11. Gift bags an eco-friendly alternative to wrapping paper is to use gift bags. Almost any bag can
be turned into a gift bag. A simple paper grocery bag, for instance, can be embellished and
decorated to create an interesting alternative to a shop bought gift bag. One of the attractive
things about gift bags is that they are easy to use time and time again.
12. Embellishments one key to using alternative forms of gift wrapping is to ensure that the
wrapped gifts look attractive. Adding some well-chosen embellishments will help to give a
finished look to the gift wrap.

How to Wrap A Gift


1. Place all the required materials for wrapping a gift on a flat and clean surface.
2. Remove the price tag from the gift item.
3. Lay the box facedown atop the gift wrap, leaving paper attached to a roll. Cut the paper along
one side, yielding a wide enough sheet to cover both sides of the box.
4. While standing on the same side of the table as the roll, pull paper tautly up and over the far
end of the box. Adhere with double-sided tape, and crease paper along the boxs edge with
thumb and forefinger.
5. Unroll paper and bring it to meet the already wrapped end. Cut paper from the roll, leaving an
inch of overhang. Fold that inch under and crease along the gold. Adhere using double-sided
tape.
6. Push sides of paper inward, creating four 45-degree-angle flaps, then crease along the flaps.
7. Fold down top flap. Crease sharply along the top of the box, and then crease again where the
paper meets the bottom edge of the box. Cut paper along that bottom crease. Adhere to the
box.
8. Fold under any excess paper on the bottom flap so that it lines up perfectly with the top of box.
Apply double-sided tape to the bottom flap, then fold it over top flap and adhere.
9. Repeat steps 4 through 6 on the boxs remaining open end.
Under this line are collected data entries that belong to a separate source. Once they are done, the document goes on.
PR #67, opened 2019-03-26
[WIP] Updates for spec 0.29

mity:
Given the recent activity in https://github.com/commonmark/CommonMark, I guess specification 0.29 is quite close. Lets be ready for it.

(Won't be merged into master until the 0.29 specification is finally released.)

### DIFF
--- a/md4c/md4c.c
+++ b/md4c/md4c.c
@@ -2760,21 +2760,27 @@ md_build_mark_char_map(MD_CTX* ctx)
 #define CODESPAN_MARK_MAXLEN    32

Finish all sides by running your
pinched thumb and forefinger along edges to create sharp lines.
How To Make A Gift Bag
1. Stick a tip of the double sided tape along the bottom edge of the page on the side that you do
not want to use.
2. Then pull it over and stick to the right side of the other end of the page to form a tube.
3. Fold it flat.
4. Then open it and fold it flat an inch along from the first fold.
5. Decide which will be the bottom and the top of the bag and fold the bottom edge as if you are
folding the corners of a parcel. You can slide something inside the bag and fold around it.
6. Stick the flaps down with a strip of double-sided tape.
7. The bottom of the bag should look like this.
8. Stand it up and fold it flat two-thirds of the way down.
9. Then fold over the top.

IV.

EVALUATION
A. Answer Assessment on page 247 of the Reference Book.
B. Demonstrate how to:

V.

wrap a gift

make a gift bag

ASSIGNMENT
A. Create your own gift wrappers using recycled materials.